For the fourth run, we are using a new thread id for which no checkpoint is found, so the result is just the user's provided total incremented by one.

You probably noticed that this user-facing behavior is equivalent to running the following without a checkpointer.

graph = builder.compile()
result = graph.invoke({"total": 1, "turn": "First Turn"})
result2 = graph.invoke({**result, "turn": "Next Turn"})
result3 = graph.invoke({**result2, "total": result2["total"] + 5})
result4 = graph.invoke({"total": 5})

Run this for yourself to confirm equivalence. User inputs and checkpoint loading is treated more or less the same as any other state update.

Now that we've introduced the core concepts behind LangGraph, it may be instructive to walk through an end-to-end example to see how all the pieces fit together.

Data flow of a single execution of a StateGraph

As engineers, we are never really satisfied until we know what's going on "under the hood". In the previous sections, we explained some of the LangGraph's core concepts. Now it's time to really show how they fit together.

Let's extend our toy example above with a conditional edge and then walk through two consecutive invocations.

from typing import Annotated, Literal

from langgraph.checkpoint.memory import MemorySaver
from langgraph.graph import StateGraph
from typing_extensions import TypedDict


def add(left, right):
    return left + right


class State(TypedDict):
    total: Annotated[int, add]


builder = StateGraph(State)
builder.add_node("add_one", lambda x: {"total": 1})
builder.add_node("double", lambda x: {"total": x["total"]})
builder.set_entry_point("add_one")


def route(state: State) -> Literal["double", "__end__"]:
    if state["total"] < 6:
        return "double"
    return "__end__"


builder.add_conditional_edges("add_one", route)
builder.add_edge("double", "add_one")

memory = MemorySaver()
graph = builder.compile(checkpointer=memory)

...

And then call it for the first time:

thread_id = "some-thread"
config = {"configurable": {"thread_id": thread_id}}
for step in graph.stream({"total": 1}, config, stream_mode="debug"):
    print(step["step"], step["type"], step["payload"].get("values"))
# 0 checkpoint {'total': 1}
# 1 task None
# 1 task_result None
# 1 checkpoint {'total': 2}
# 2 task None
# 2 task_result None
# 2 checkpoint {'total': 4}
# 3 task None
# 3 task_result None
# 3 checkpoint {'total': 5}
# 4 task None
# 4 task_result None
# 4 checkpoint {'total': 10}
# 5 task None
# 5 task_result None
# 5 checkpoint {'total': 11}

To inspect the trace of this run, check out the LangSmith link here. We'll walk through the execution below:

  1. First, the graph looks for a checkpoint. None is found, so the state is thus initialized with a total of 0.
  2. Next, the graph applies the user's input as an update to the state. The reducer adds the input (1) to the existing value (0). At the end of this superstep, the total is (1).
  3. After that, the "add_one" node is called, returning 1.
  4. Next, the reducer adds this update to the existing total (1). The state is now 2.
  5. Then, the conditional edge "route" is called. Since the value is less than 6, we continue to the 'double' node.
  6. Double takes the existing state (2), and returns it. The reducer is then called and adds it to the existing state. The state is now 4.
  7. The graph then loops back through add_one (5), checks the conditional edge and proceeds to since it's < 6. After doubling, the total is (10).
  8. The fixed edge loops back to add_one (11), checks the conditional edge, and since it is greater than 6, the program terminates.

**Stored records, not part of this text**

PR #963, opened 2019-06-03
Cleanup DTLSConnectorTest.

boaks:
Use ConnectorHelper and remove duplicates.

### DIFF
--- a/scandium-core/src/test/java/org/eclipse/californium/scandium/ConnectorHelper.java
+++ b/scandium-core/src/test/java/org/eclipse/californium/scandium/ConnectorHelper.java
@@ -411,17 +411,17 @@ public class ConnectorHelper {
 	 * A data handler that decrements a latch on successful processing of data.
 	 *
 	 */
-	abstract class LatchDecrementingDataHandler implements DataHandler {
+	static abstract class LatchDecrementingDataHandler implements DataHandler {
 
 		private CountDownLatch latch;
 
-		public LatchDecrementingDataHandler(final CountDownLatch latch){
+		public LatchDecrementingDataHandler(CountDownLatch latch){
 			this.setLatch(latch);
 		}
 
 		@Override
-		public void handleData(InetSocketAddress endpoint, byte[] data) {
-			if (process(data)) {
+		public final void handleData(InetSocketAddress endpoint, byte[] data) {
+			if (process(endpoint, data)) {
 				latch.countDown();
 			}
 		}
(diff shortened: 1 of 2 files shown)


scandium-core/src/test/java/org/eclipse/californium/scandium/ConnectorHelper.java
```diff
@@ -411,17 +411,17 @@ public void clear() {
...
 
-		public LatchDecrementingDataHandler(final CountDownLatch latch){
+		public LatchDecrementingDataHandler(CountDownLatch latch){
 			this.setLatch(latch);
 		}
 
 		@Override
-		public void handleData(InetSocketAddress endpoint, byte[] data) {
-			if (process(data)) {
+		public final void handleData(InetSocketAddress endpoint, byte[] data) {
```
sbernard31: Except for very rare case, I generally don't like to much the idea to not let user override a method.

scandium-core/src/test/java/org/eclipse/californium/scandium/DTLSConnectorTest.java
```diff
@@ -808,24 +779,23 @@ public void testConnectorSendsHelloVerifyRequestWithoutCreatingSession() throws
...
 		InetSocketAddress endpoint = new InetSocketAddress(12000);
 
-		DataHandler handler = new DataHandler() {
-
+		LatchDecrementingDataHandler handler = new LatchDecrementingDataHandler(latch) {
 			@Override
-			public void handleData(byte[] data) {
-				receivedRecords.addAll(Record.fromByteArray(data, serverEndpoint, null)); 
-				latch.countDown();
+			public boolean process(InetSocketAddress endpoint, final byte[] data) {
```
sbernard31: any reason to make `data` final ?

scandium-core/src/test/java/org/eclipse/californium/scandium/ConnectorHelper.java
boaks: Isn't this one of that rare cases?
The intention of the class is to count something down. The `final` ensures, that overriding is applied to the new extension point `process`, and so a decision about counting must be provided by the implementation of that new extension point. 
FMPOV, if that `handleData` is intended to be overridden in a way, that `process` doesn't allow, it should be considered to use the `DataHandler` itself instead of this `LatchDecrementingDataHandler`.

scandium-core/src/test/java/org/eclipse/californium/scandium/DTLSConnectorTest.java
boaks: "code completion" on the old definition, which uses that final.
I removed the final on all occurrences.
It's completely removed with a later clean up.

PR #964, opened 2019-06-03
Add COUNT and PAGE to LinkFormat for resource directory

pokgak:
Resource directory uses query parameter count and page for lookup pagination. This PR adds this to LinkFormat.


boaks:
Thanks!

PR #198, opened 2017-03-16
Add static proxy ip.

sharms:


sharms:
This is a Forestry proof of concept where they are going to whitelist the ip in the DMZ to allow for secure communication

jmcarp:
Eventually a proxy server will get attached to this EIP.

terraform/stacks/tooling/outputs.tf
```diff
@@ -455,3 +455,8 @@ output "bosh_uaa_elb_dns_name" {
 output "bosh_uaa_elb_name" {
   value = "${aws_elb.bosh_uaa_elb.name}"
 }
+
+/* Static proxy */
+output "static_proxy_ip" {
```
rogeruiz: Do we want the name to be this generic? Is it possible that in the future we'd offer multiple EIPs? or would everyone just use the same one?

PR #203, opened 2017-03-24
Update bosh master username.

jmcarp:
Adds new bosh instances alongside existing instances with a non-default username. After backup and restore of the old instances, I'll send another patch to delete them.

### DIFF
--- a/terraform/modules/stack/base/outputs.tf
+++ b/terraform/modules/stack/base/outputs.tf
@@ -65,11 +65,20 @@ output "rds_postgres_security_group" {
 
 /* RDS Bosh Instance */
 output "bosh_rds_url" {
+  value = "${module.rds.rds_url}"
+}
+output "bosh_rds_96_url" {
   value = "${module.rds_96.rds_url}"
 }
 output "bosh_rds_host" {
-  value = "${module.rds_96.rds_host}"
+  value = "${module.rds.rds_host}"
 }
 output "bosh_rds_port" {
-  value = "${module.rds_96.rds_port}"
+  value = "${module.rds.rds_port}"
+}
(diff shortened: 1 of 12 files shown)


terraform/modules/stack/base/outputs.tf
```diff
@@ -65,11 +65,20 @@ output "rds_postgres_security_group" {
 
 /* RDS Bosh Instance */
 output "bosh_rds_url" {
```
LinuxBozo: Does it make sense to do the same pattern we've used elsewhere for output and suffix with current/previous?

jmcarp: IMO that works better for resources we can safely delete and recreate. For database instances, we'd need to `terraform state mv` any time we want to move a `_curr` instance to `_prev`.

LinuxBozo: Failing to see why given it's just the outputs? Why would we need to touch state?

jmcarp: So if we name the new instance `rds_curr`, at some point in the future we'll probably want to move it to `rds_prev` and put something else at `rds_curr`. Would terraform be smart enough to understand that rename, or would it delete and recreate the instance?

LinuxBozo: Again, it's not about the name of the resource itself, it's about the output..

So, we have the pattern currently
```
  output.foo_prev == resource.aws_something.foo_v1 
  output.foo_curr == resource.aws_something.foo_v2
```
Are you saying that terraform is going to destroy an instance based on the fact that the output reference changed?  That doesn't seem correct.

PR #206, opened 2017-03-30
[WIP] Vm instance profiles

jmcarp:
I still have more profiles to add, but could use thoughts on what I have so far.


terraform/modules/iam_role_policy/blobstore/policy.json
```diff
@@ -0,0 +1,13 @@
+{
+  "Version": "2012-10-17",
+  "Statement": [
+    {
+      "Effect": "Allow",
+      "Action": ["s3:*"],
```
cnelson: image

Can you tighten up this action list to what's actually needed?

terraform/modules/iam_role_policy/cloudwatch/policy.json
```diff
@@ -0,0 +1,18 @@
...
+  "Version": "2012-10-17",
+  "Statement": [
+    {
+      "Effect": "Allow",
+      "Action": [
+        "logs:CreateLogGroup",
+        "logs:CreateLogStream",
+        "logs:PutLogEvents",
+        "logs:DescribeLogStreams",
+        "cloudwatch:ListMetrics",
```
cnelson: Do all machines need access to metrics to run aws logs?  The documented AWS policy is just:

```
{
  "Version": "2012-10-17",
  "Statement": [
    {
      "Effect": "Allow",
      "Action": [
        "logs:CreateLogGroup",
        "logs:CreateLogStream",
        "logs:PutLogEvents",
        "logs:DescribeLogStreams"
    ],
      "Resource": [
        "arn:aws:logs:*:*:*"
    ]
  }
 ]
}
```

terraform/modules/iam_role_policy/blobstore/policy.json
jmcarp: Am I allowed to blame the bosh docs https://bosh.io/docs/aws-iam-instance-profiles.html ? Anyway, since this policy is meant to be part of the default role, can we restrict to `s3:GetObject`? I see that the blobstore bucket is a `public_encrypted_bucket`, so we could also drop this entirely.

terraform/modules/iam_role_policy/cloudwatch/policy.json
jmcarp: Looks like I added the metrics actions last year to use with https://github.com/riemann/riemann-tools/blob/master/tools/riemann-aws/bin/riemann-aws-rds-status. I was thinking we'd use that emitter on more deployments, but so far it's only running on concourse, and hasn't paged us since initial testing (so it's possibly broken or not useful). I'll drop these permissions here and add them to a separate policy that's attached to the atc instances.

cnelson: It looks like I also decided to depend on this being a thing in order to fail fast if the AWS creds are bad: https://github.com/18F/cg-awslogs-boshrelease/blame/master/jobs/awslogs/templates/bin/awslogsd.sh.erb#L23 but I guess we can drop that whole check (or find a better way to do it) once we aren't relying on creds.

jmcarp: Hm, WDYT about writing a separate story for logs / metrics permissions and handling it separately from creds -> profiles? Or is that what you're getting at?

cnelson: SGTM

PR #209, opened 2017-04-04
Drop unused roles and users.

jmcarp:
Need to double-check that none of these roles or users are still in use, and redeploy master bosh with instance profile.


terraform/stacks/tooling/outputs.tf
```diff
@@ -317,23 +316,6 @@ output "master_bosh_secret_access_key_curr" {
...
-output "tooling_bosh_secret_access_key_prev" {
-  value = "${module.tooling_bosh_user.secret_access_key_prev}"
-}
-output "tooling_bosh_access_key_id_curr" {
-  value = "${module.tooling_bosh_user.access_key_id_curr}"
-}
-output "tooling_bosh_secret_access_key_curr" {
-  value = "${module.tooling_bosh_user.secret_access_key_curr}"
-}
-
```
rogeruiz: So `cg-deploy-bosh` still uses this user for the following stanza. Looks like we'll need to bring it back. 😕

```yaml
- name: semver-tooling-version
  type: semver
  source:
    driver: s3
    bucket: {{semver-bucket}}
    key: {{semver-tooling-key}}
    access_key_id: {{semver-access-key-id-tooling}}
    secret_access_key: {{semver-secret-access-key-tooling}}
    region_name: {{aws-region}}
```

jmcarp: Sounds like we're using the wrong keys there.

rogeruiz: @jmcarp does it make sense to just create a new user for `semver`? one for master and tooling bosh? since it seems like we just need something to read/write to that particular bucket. wdyt?

PR #226, opened 2017-04-20
[WIP] Add vpc dns addresses.

jmcarp:
We're also outputting per-subnet dns addresses, but our bosh deployments seem to be using vpc-level dns addresses. WDYT @cnelson @LinuxBozo ?


jmcarp:
Goes with https://github.com/18F/cg-deploy-bosh/pull/73.

PR #228, opened 2017-04-25
Remove v1 of all IAM users

rogeruiz:
All these users have been rotated to `v2` / `_curr` values across all pipelines.

I will merge this and bootstrap the environments.

### DIFF
--- a/terraform/stacks/external/outputs.tf
+++ b/terraform/stacks/external/outputs.tf
@@ -3,10 +3,10 @@ output "cdn_broker_username" {
   value = "${module.cdn_broker.username}"
 }
 output "cdn_broker_access_key_id_prev" {
-  value = "${module.cdn_broker.access_key_id_prev}"
+  value = ""
 }
 output "cdn_broker_secret_access_key_prev" {
-  value = "${module.cdn_broker.secret_access_key_prev}"
+  value = ""
 }
 output "cdn_broker_access_key_id_curr" {
   value = "${module.cdn_broker.access_key_id_curr}"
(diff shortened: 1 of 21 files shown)


rogeruiz:
Gonna start before merging by deactivating all the previous IAM crews manually and monitor the CI. I've double-triple checked all the crews currently flown, but I want to make absolutely sure 🤞

jmcarp:
Looks like this doesn't actually delete credentials--it just hides them from terraform outputs. This should also finish the cdn broker credentials rotation.

rogeruiz:
Alright let me verify all the concourse creds are right and double check EW.

rogeruiz:
Thanks @jmcarp I'll remove the versions as well. Marked this WIP until for now.

- [ ] verify EW
- [ ] actually delete `_v2` keys in Terraform files.

wjwoodson:
Deleted all _v1 keys from Terraform files @rogeruiz and I are still in the process of verifying they're cleared from pipelines

rogeruiz:
Verified that the users are no longer in use in fly or manifests

terraform/stacks/external/outputs.tf
```diff
@@ -3,10 +3,10 @@ output "cdn_broker_username" {
   value = "${module.cdn_broker.username}"
 }
 output "cdn_broker_access_key_id_prev" {
-  value = "${module.cdn_broker.access_key_id_prev}"
+  value = ""
```
jmcarp: Why change this? Looks like the output from the module is already blank.

rogeruiz: ah okay. so we don't need to do it both places. let me revert this then.

rogeruiz: so does the same thing revert need to happen for `terraform/modules/cloudfoundry/outputs.tf` and `terraform/stacks/main/outputs.tf` as well? @jmcarp

jmcarp: That's the idea--we should only have to blank out each credential pair in one place.

PR #230, opened 2017-04-28
Make sure we're creating a default db for the RDS db user

LinuxBozo:


jmcarp:
Might be useful to add a comment about the issue we're fixing so we (I) remember what this is for later.

PR #231, opened 2017-04-28
default db fixes

LinuxBozo:
turns out printf quoting bits are bash specific.
Also, need to use awk to filter the database list to just the first column, since the user will match in the table for every other created database, so won't actually do the create.


LinuxBozo:
Also, added the note about the reasoning for creating the default db as noted in previous PR #230

PR #237, opened 2017-05-09
Manage billing buckets and permissions.

jmcarp:
cc @jcscottiii


cnelson:
Looks like the billing_user definition is missing if I'm reading that PR check right

jmcarp:
Forgot to check it in 😓

PR #240, opened 2017-05-11
Add instance profile for tagged concourse workers.

jmcarp:


jmcarp:
TODO: can we lock down the policy more than not at all? cc @cnelson @LinuxBozo

jmcarp:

For our second run, we will use the same configuration:

result2 = graph.invoke({"total": -2, "turn": "First Turn"}, config)
7 checkpoint {'total': 10}
8 task None
8 task_result None
8 checkpoint {'total': 11}

To inspect the trace of this run, check out the LangSmith link here. We'll walk through the execution below:

  1. First, the graph looks for the checkpoint. It loads it to memory as the initial state. Total is (11) as before.
  2. Next, it applies the update from the user's input. The add reducer updates the total from 11 to -9.
  3. After that, the 'add_one' node is called with this state. It returns 1.
  4. That update is applied using the reducer, raising the value to 10.
  5. Next, the "route" conditional edge is triggered. Since the value is greater than 6, we terminate the program, ending where we started at (11).